-- Source material follows --

PR #344, opened 2025-12-02
feat: add nix flake

GustavoStingelin:


quapka:
Great that you've started working on Nix inclusion. I've [mentioned it briefly](https://github.com/bitcoinfuzz/bitcoinfuzz/issues/272#issuecomment-3292610739), but unfortunately did not have much time to work on it.

I was thinking to do something similar to what I did in [ECTester](https://github.com/crocs-muni/ECTester/blob/master/flake.nix). The setup is exploiting a bit how Nix Flakes work to allow building almost arbitrary (pre-fetched) version of certain libs (see the JSON files [here](https://github.com/crocs-muni/ECTester/tree/master/nix) that reference the versions). Something similar would allow running `bitcoinfuzz` on a particular version, instead of only a single one.

I am happy to help/discuss the approach.

.github/workflows/nix.yml
```diff
@@ -0,0 +1,46 @@
...
+            ${{ runner.os }}-cargo-
+
+      - name: nix flake check
+        run: nix flake check --show-trace
+
+      - name: nix develop
+        run: nix develop --command bash -c "echo devshell OK"
+
+      - name: auto_build.sh
+        run: nix develop --command bash -lc 'CXXFLAGS="-DLDK -DLND" ./auto_build.sh'
```
brunoerg: Why only LDK and LND?

brunoerg:
I personally don't use Nix, so I'd leave this PR to be reviewed by any Nix user. Glad @quapka may help with this.

brunoerg:
Also, I expect you guys to commit to keep it working since we frequently do changes that affect building.

.github/workflows/nix.yml
GustavoStingelin: MB, will add others

joaozinhom:
tACK https://github.com/bitcoinfuzz/bitcoinfuzz/pull/344/commits/3bc330b035eb257e9ff06da957fe4f54875f81a4 tested on my NixOS(25.05.813260.6c8f0cca8451 (Warbler) x86_64):
AMD Ryzen 7 7730U
AMD ATI Barcelo
16gb RAM

erickcestari:
Should we also test whether it can run on the GitHub Runner MacOS machine? I've tried to add nix sometime ago, but it always failed in macos for some reason.

brunoerg:
> Should we also test whether it can run on the GitHub Runner MacOS machine? I've tried to add nix sometime ago, but it always failed in macos for some reason.

No, and we should drop support for macOS at all, but this is discussion for another issue.

erickcestari:
> Great that you've started working on Nix inclusion. I've [mentioned it briefly](https://github.com/bitcoinfuzz/bitcoinfuzz/issues/272#issuecomment-3292610739), but unfortunately did not have much time to work on it.
> 
> I was thinking to do something similar to what I did in [ECTester](https://github.com/crocs-muni/ECTester/blob/master/flake.nix). The setup is exploiting a bit how Nix Flakes work to allow building almost arbitrary (pre-fetched) version of certain libs (see the JSON files [here](https://github.com/crocs-muni/ECTester/tree/master/nix) that reference the versions). Something similar would allow running `bitcoinfuzz` on a particular version, instead of only a single one.
> 
> I am happy to help/discuss the approach.

I'm also not a Nix user. Could you explain how we could make this possible in BitcoinFuzz?

Some of our modules are Git submodules, some are copies of files (like Bitcoin Core), and some use the default package manager of the programming language.

jaoleal:
> Also, I expect you guys to commit to keep it working since we frequently do changes that affect building.

Sorry to be nosy about this Pull Request but,

My experience maintaining Nix on floresta tells me that might be not a good idea to have `nix flake check` in CI... Or even nix at all in bitcoinfuzz, I say this specially because bitcoinfuzz doesnt have any maintainer thats willing to stick with nix that much correct ?

Nix is hard to maintain, documentation laks and the language is hard to get used to because is soooooo counterintuitive. Its frequently a problem and often i get yelled at floresta because of it... (Im working on a PR to remove some nix from it https://github.com/vinteumorg/Floresta/pull/718).

I am not satisfied with the current approach, is too simple and heavy to load because its importing EVERYTHING that one MIGTH need... IMHO the ideal approach would be too hard to maintain, just by taking a quick look at the derivation that @quapka mentioned i can already see the hours being spended to make something that **IDEALLY** fits this case.

I see that this specific project may have a lot of complications and may be impossible to use it on a NixOs machine as it is, or in a nix sustained environment but, does it need to ? 

AFAIK this project isnt a product that will have users and yes runners... Probably the maintainers that will have a proper setup to run it... [Theyre even dropping support to MacOs](https://github.com/bitcoinfuzz/bitcoinfuzz/pull/344#issuecomment-3607765011) and i imagine that this is because of the complexitity involving dependencies.

Nix is for development and packaging, only development is needed in this case right ?... I did a quick looking and i expect that the DockerFile might be well maintained and nix does have a great support for containers... If one NEEDS nix supports im pretty convinced that might have an approach that does not include inserting Nix in this codebase as well avoiding choking the project because of this, trust me it happens a lot and itll be a mess for bitcoinfuzz.

This is pretty much a NACK for me.

jaoleal:
Also, nix is not for every project. 

A solution for everyone is a solution for no one, just see how python and js stinks

GustavoStingelin:
@jaoleal so, are you saying that using only Docker would be enough? Johnny is building a new Docker version.

GustavoStingelin:
FYI @johnnyasantoss

GustavoStingelin:
#348

quapka:
On one hand, as @jaoleal point out, Nix is not a free ride, no hiding here. On the other hand, my point was not to just build via Nix, but add _runtime_, i.e., no source-code changes or Git-fu required, configuration of which version (_read_ commit) of a module is used for fuzzing. (Another thing, still doable in principal, would be to test the same module in two and more versions against each other.)

> I'm also not a Nix user. Could you explain how we could make this possible in BitcoinFuzz?
> Some of our modules are Git submodules, some are copies of files (like Bitcoin Core), and some use the default package manager of the programming language.

Think of Nix as a _stricter_ language-agnostic build derivation environment. You define your dependencies (that are built in similar _strict_ manners themselves), sources and then build steps. Finally, executing this definition gives you outputs. If you are familiar with lock files in various languages, thing of Nix (Flakes) as language-agnostic lock files (locking many more dependencies than the language-specific ones).

Compared to this PR and [_all in one_](https://github.com/bitcoinfuzz/bitcoinfuzz/pull/344/files#diff-206b9ce276ab5971a2489d75eb1b12999d4bf3843b7988cbe8d687cfde61dea0) kind of structure, where @GustavoStingelin creates a shell (like literal Bash shell) with the dependencies for _all_ (in principal) modules together, I tried to separate the build into custom "shells" per module (or mutator and also one for bitcoinfuzz itself). Both have pros and cons.

Taking bitcoincore as an example (in my branch) in [this derivation definition](https://github.com/quapka/bitcoinfuzz/blob/build-with-nix/modules/bitcoin/default.nix), [this](https://github.com/quapka/bitcoinfuzz/blob/build-with-nix/modules/bitcoin/default.nix#L1-L9) defines the dependencies for the build. [Here](https://github.com/quapka/bitcoinfuzz/blob/build-with-nix/modules/bitcoin/default.nix#L23-L28) the sources are constructed (filtering any irrelevant files [here](https://github.com/quapka/bitcoinfuzz/blob/build-with-nix/modules/bitcoin/default.nix#L23-L28)). The actual `Makefile` is reused, and the existing `make` is called [here](https://github.com/quapka/bitcoinfuzz/blob/build-with-nix/modules/bitcoin/default.nix#L42-L46) (the `-j$(nproc)` is left there from my testing...). Finally, the `module.a` [is copied](https://github.com/quapka/bitcoinfuzz/blob/build-with-nix/modules/bitcoin/default.nix#L50-L53) into a special `$out` directory, which is the entry point for all _artifacts_ from this derivation. This bitcoin-core derivation is called [here](https://github.com/quapka/bitcoinfuzz/blob/build-with-nix/flake.nix#L26) and the result is  [made available](https://github.com/quapka/bitcoinfuzz/blob/build-with-nix/flake.nix#L23) to `bicoinfuzz`, by copying the result of the `bitcoin-core` derivation, i.e., its `module.a`, where `bitcoinfuzz` expects it (again, hooking to the existing Makefile). Bitcoinfuzz itself [is built](https://github.com/quapka/bitcoinfuzz/blob/build-with-nix/default.nix) similarly in it's _own_ derivation.

Now, with Nix installed (and Nix Flakes feature enabled), the `bitcoinfuzz` can be called with (currently, there is lack of the module picking via `CXXFLAGS`):
```bash
FUZZ=bip32_master_keygen nix run
```

Taking a step back, the [`bitcoin-core` derivation](https://github.com/quapka/bitcoinfuzz/blob/build-with-nix/modules/bitcoin/default.nix) can be changed to not rely on the local bitcoin-core-related  files, but make it dependent on [`bitcoin` from Nixpkgs](https://github.com/NixOS/nixpkgs/blob/nixos-25.11/pkgs/applications/blockchains/bitcoin/default.nix#L198) (probably the most logical way), in such a way that the `version` and `src` can be overriden by a parameter.

Due to the added complexity of not choosing only a module, but also it's revision, I would expect the "final product", including different versions per lib, to read a `config.json` (for the sake of sanity) and execute all of these:
```json
[
  {
    "module": "bitcoin",
    "rev": "<bitcoin-commit>",
  },
  {
    "module": "bitcoin",
    "rev": "<differnt-bitcoin-commit>",
  },
  {
    "module": "rustbitcoin",
    "rev": "<rust-commit>",
  }
]
```

Come to think of it, running different versions of the same module maybe be tricky due to the same symbols. Anyways, this would work for different version of different modules.

quapka:
Testing _this_ PR on (bit outdated) system:
```bash
$ nixos-version
24.11.718912.1f426f65ac4e (Vicuna)
$ hwinfo | grep Model
  Model: 25.116.1 "AMD Ryzen 7 PRO 7840U w/ Radeon 780M Graphics"
```

I was to `./auto_build.sh` with `CXXFLAGS="-DBITCOIN_CORE -DRUST_BITCOIN`, but `-DNBITCOIN` failed with the following:

```text
Executing in modules/nbitcoin: make
/nix/store/sqlnjj8c3n3si3sjnadhdbcwgrk97g2w-clang-wrapper-21.1.2/bin/clang++ -DBITCOIN_CORE -DRUST_BITCOIN -DNBITCOIN -Wall -Wextra -fsanitize=address,fuzzer -std=c++20 -I ../../include -I . -fPIC -c module.cpp -o module.o
dotnet publish -c Release -r linux-x64 --self-contained
  Determining projects to restore...
  Restored REDACTED/projects/bitcoinfuzz/modules/nbitcoin/NBitcoin.CppBridge.csproj (in 7.56 sec).
  NBitcoin.CppBridge -> REDACTED/projects/bitcoinfuzz/modules/nbitcoin/bin/Release/net9.0/linux-x64/NBitcoin.CppBridge.dll
  Generating native code
  Could not start dynamically linked executable: REDACTED/.nuget/packages/runtime.linux-x64.microsoft.dotnet.ilcompiler/9.0.11/tools/ilc
  NixOS cannot run dynamically linked executables intended for generic
  linux environments out of the box. For more information, see:
  https://nix.dev/permalink/stub-ld
REDACTED/.nuget/packages/microsoft.dotnet.ilcompiler/9.0.11/build/Microsoft.NETCore.Native.targets(317,5): error MSB3073: The command ""REDACTED/.nuget/packages/runtime.linux-x64.microsoft.dotnet.ilcompiler/9.0.11/tools/ilc" @"obj/Release/net9.0/linux-x64/native/NBitcoin.CppBridge.ilc.rsp"" exited with code 127. [REDACTED/projects/bitcoinfuzz/modules/nbitcoin/NBitcoin.CppBridge.csproj]
make: *** [Makefile:16: bin/Release/net9.0/linux-x64/native/NBitcoin.CppBridge.so] Error 1
Error: Failed to execute in modules/nbitcoin
```

GustavoStingelin:
@quapka `programs.nix-ld.enable = true;` [ref](https://github.com/GustavoStingelin/nix-machinary/blob/98f794f82a8f9cb58ebc14726b5d39e244e25898/hosts/reapermobile/default.nix#L80) should solve the `NixOS cannot run dynamically linked executables intended for generic`, maybe we would need to add [FHS](https://www.alexghr.me/blog/til-nix-flake-fhs/) to the dev shell

quapka:
> @quapka `programs.nix-ld.enable = true;` [ref](https://github.com/GustavoStingelin/nix-machinary/blob/98f794f82a8f9cb58ebc14726b5d39e244e25898/hosts/reapermobile/default.nix#L80) should solve the `NixOS cannot run dynamically linked executables intended for generic`, maybe we would need to add [FHS](https://www.alexghr.me/blog/til-nix-flake-fhs/) to the dev shell

Thanks, I might be overly on the Nix-side, but isn't `nix-ld.enable` nad FHS actually going against the benefits Nix gives?

Anyways, I have added also [LND, LDK, BTCD](https://github.com/bitcoinfuzz/bitcoinfuzz/compare/v2...quapka:bitcoinfuzz:build-with-nix) and [NBitcoin](https://github.com/quapka/bitcoinfuzz/blob/build-with-nix/modules/nbitcoin/default.nix) (without the `nix-ld` or FHS).

[UPDATE] The NBitcoin currently fails due to the `NBitcoin.CppShared.so` expected on the relative `./NBitcoin.CppShared.so` path. This should be [patch-able](https://nixos.wiki/wiki/Packaging/Binaries).

GustavoStingelin:
Replaced by #348.

Sorry to everyone who prefers Nix, and thanks a lot for all the comments and feedback. For now, Docker won the build decision because it is simpler to maintain, so I am closing this. If there is interest, we can open a separate discussion about Nix versus Docker and go deeper into the tradeoffs.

-- Source material concluded --

- Problem to solve -
Sift through the entries and copy every line with "even".

- Answer to the problem -
My experience maintaining Nix on floresta tells me that might be not a good idea to have `nix flake check` in CI... Or even nix at all in bitcoinfuzz, I say this specially because bitcoinfuzz doesnt have any maintainer thats willing to stick with nix that much correct ?
AFAIK this project isnt a product that will have users and yes runners... Probably the maintainers that will have a proper setup to run it... [Theyre even dropping support to MacOs](https://github.com/bitcoinfuzz/bitcoinfuzz/pull/344#issuecomment-3607765011) and i imagine that this is because of the complexitity involving dependencies.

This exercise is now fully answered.